Gresik (beritajatim.com) – Proyek pembangunan smelter PT Freeport Indonesia (PTFI) menerima kunjungan pejabat pemerintah. Kali ini Wakil Menteri BUMN, Kartika Wirjoatmodjo, secara langsung mengamati proses pembangunan smelter terbesar di dunia yang berlokasi di Kawasan Ekonomi Khusus Java Integrated Industrial and Port Estate (JIIPE) di Gresik, Jawa Timur.
Orang nomor dua di Kementerian BUMN ini optimis bahwa PTFI akan dapat menyelesaikan proyek sesuai jadwal. Proyek ini diharapkan akan selesai pada Mei 2024.
“PTFI adalah salah satu perusahaan yang memberikan kontribusi besar kepada negara, baik dalam bentuk pajak maupun royalti. Kami ingin memastikan bahwa produksi Freeport, baik di hulu maupun di smelter, akan sesuai dengan harapan,” kata Kartika Wirjoatmodjo pada Kamis (9/11/2023).
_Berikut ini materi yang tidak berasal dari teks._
PR #15411, opened 2025-07-10
feat: indicate that language edits might be reverted

### LINKED ISSUE #15407: Edits to Language Names are getting reverted
### Describe the issue

When I the names of languages in the UI and then I update the deployment (which always runs migrate), the names are getting reset back to their original values. 
Now - I've read about the UPDATE_LANGUAGES setting - but I still don't quite understand this behavior. 
It makes sense to me that the language database is kept up-to-date, but is it actually intended that the language names are getting overwritten?

I mean - how can the software offer to edit something when it's clear that those edits will get lost with the next update?

### I already tried

Edit a language name
Update software

### Expected behavior

Edited name persists

### Screenshots

_No response_

### Exception traceback

```pytb

```

### How do you run Weblate?

Other

### Weblate versions

_No response_

### Weblate deploy checks

```shell

```

### Additional context

_No response_

nijel:
- motivate users to contribute to the Weblate language data package
- add warning that edits might be reverted upon update

Fixes #15407

### DIFF
--- a/weblate/templates/lang/language_edit_warning.html
+++ b/weblate/templates/lang/language_edit_warning.html
@@ -1,0 +1,15 @@
+{% load i18n translations %}
+
+<div class="alert alert-info">
+
+  {% blocktranslate with url="https://github.com/WeblateOrg/language-data/" %}Please consider submitting your edit to the <a href="{{ url }}">Weblate language data repository</a> so that it can be included in the future Weblate releases.{% endblocktranslate %}
+  <div class="clearfix"></div>
+</div>
+
+{% if update_languages %}
+  <div class="alert alert-warning">
+    {% documentation "admin/languages" "included-languages" as url %}
+    {% blocktranslate %}The language definitions are automatically updated by Weblate upon database migration. This might revert your edits. <a href="{{ url }}">Read more in the documentation.</a>{% endblocktranslate %}
+    <div class="clearfix"></div>
+  </div>
+{% endif %}
--- a/weblate/templates/lang/language_edit_warning.html
+++ b/weblate/templates/lang/language_edit_warning.html
@@ -9,7 +9,7 @@
 {% if update_languages %}
   <div class="alert alert-warning">
     {% documentation "admin/languages" "included-languages" as url %}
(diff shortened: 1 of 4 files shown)


weblate/templates/lang/language_edit_warning.html
```diff
@@ -0,0 +1,15 @@
+{% load i18n translations %}
+
+<div class="alert alert-info">
+
+  {% blocktranslate with url="https://github.com/WeblateOrg/language-data/" %}Please consider submitting your edit to the <a href="{{ url }}">Weblate language data repository</a> so that it can be included in the future Weblate releases.{% endblocktranslate %}
+  <div class="clearfix"></div>
+</div>
```
softworkz, line 7: Do you think that makes sense? At least from what I believe it is that 99% of edits that users are making here are not the kind of changes that you would want for your reference database.

Things like:

- Rename `Chinese (Simplified Han script)` to `Chinese (Simplified)` - simply due to column widths
- Rename `Norwegian Bokmål` to `nb-NO (Norwegian Bokmål)` because none of us even knows what "Bokmål" is

At least,  I think the banner is a bit too much. Maybe a small text line below the Save button?

weblate/templates/lang/language_edit_warning.html
```diff
@@ -0,0 +1,15 @@
...
+
+{% if update_languages %}
+  <div class="alert alert-warning">
+    {% documentation "admin/languages" "included-languages" as url %}
+    {% blocktranslate %}The language definitions are automatically updated by Weblate upon database migration. This might revert your edits. <a href="{{ url }}">Read more in the documentation.</a>{% endblocktranslate %}
```
softworkz: "Language definitions are overwritten by Weblate during database migration. This will likely revert your edits. Read the documentation about how to prevent this."

orangesunny: Thanks, this is useful.

weblate/templates/lang/language_edit_warning.html
orangesunny: @nijel ? :)

orangesunny (approved):

weblate/templates/lang/language_edit_warning.html
nijel: I have absolutely no clue what are the major edits here, so I assumed that in most cases these could be contributed back. Still, the message says "Please consider".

Dia menambahkan bahwa saat ini PTFI sedang bekerja keras untuk menyelesaikan beberapa pekerjaan fisik hingga akhir Desember 2023, kemudian akan memasuki tahap pra-pemeliharaan (pre-commissioning) dan pemeliharaan (commissioning) untuk memastikan bahwa seluruh fasilitas berfungsi dengan baik dan memulai operasionalnya pada akhir Mei 2024.
“Setelah beroperasi, smelter kedua ini akan mencapai kapasitas produksi penuh pada Desember 2024,” tambahnya.
BACA JUGA:
Progres Pembangunan Freeport Indonesia di JIIPE Gresik Capai 80 Persen
Sementara itu, Presiden Direktur PTFI, Tony Wenas, mengatakan bahwa salah satu tantangan utama dalam penyelesaian smelter adalah manajemen proyek yang tidak mudah.
“Proyek ini melibatkan banyak subkontraktor dan tenaga kerja yang jumlahnya besar, dan kami harus memadukannya agar semuanya berjalan lancar,” katanya.
Tony menjelaskan bahwa hingga kuartal III 2023, keberadaan smelter PTFI telah memberikan kontribusi signifikan pada nilai investasi untuk hilirisasi.
“Menurut data dari Kementerian Investasi/Badan Kohttps://www.pilar.id/indeks/ordinasi Penanaman Modal (BKPM), realisasi investasi untuk hilirisasi di sektor mineral mencapai Rp151,7 triliun, di mana tembaga memberikan kontribusi sebesar Rp47,6 triliun,” ujarnya.
BACA JUGA:
Freeport Gresik Sulap Limbah Jadi Bahan Bernilai Ekonomis
Dengan percepatan investasi ini, Indonesia diharapkan akan menjadi pemain penting dalam industri pertambangan dan hilirisasi.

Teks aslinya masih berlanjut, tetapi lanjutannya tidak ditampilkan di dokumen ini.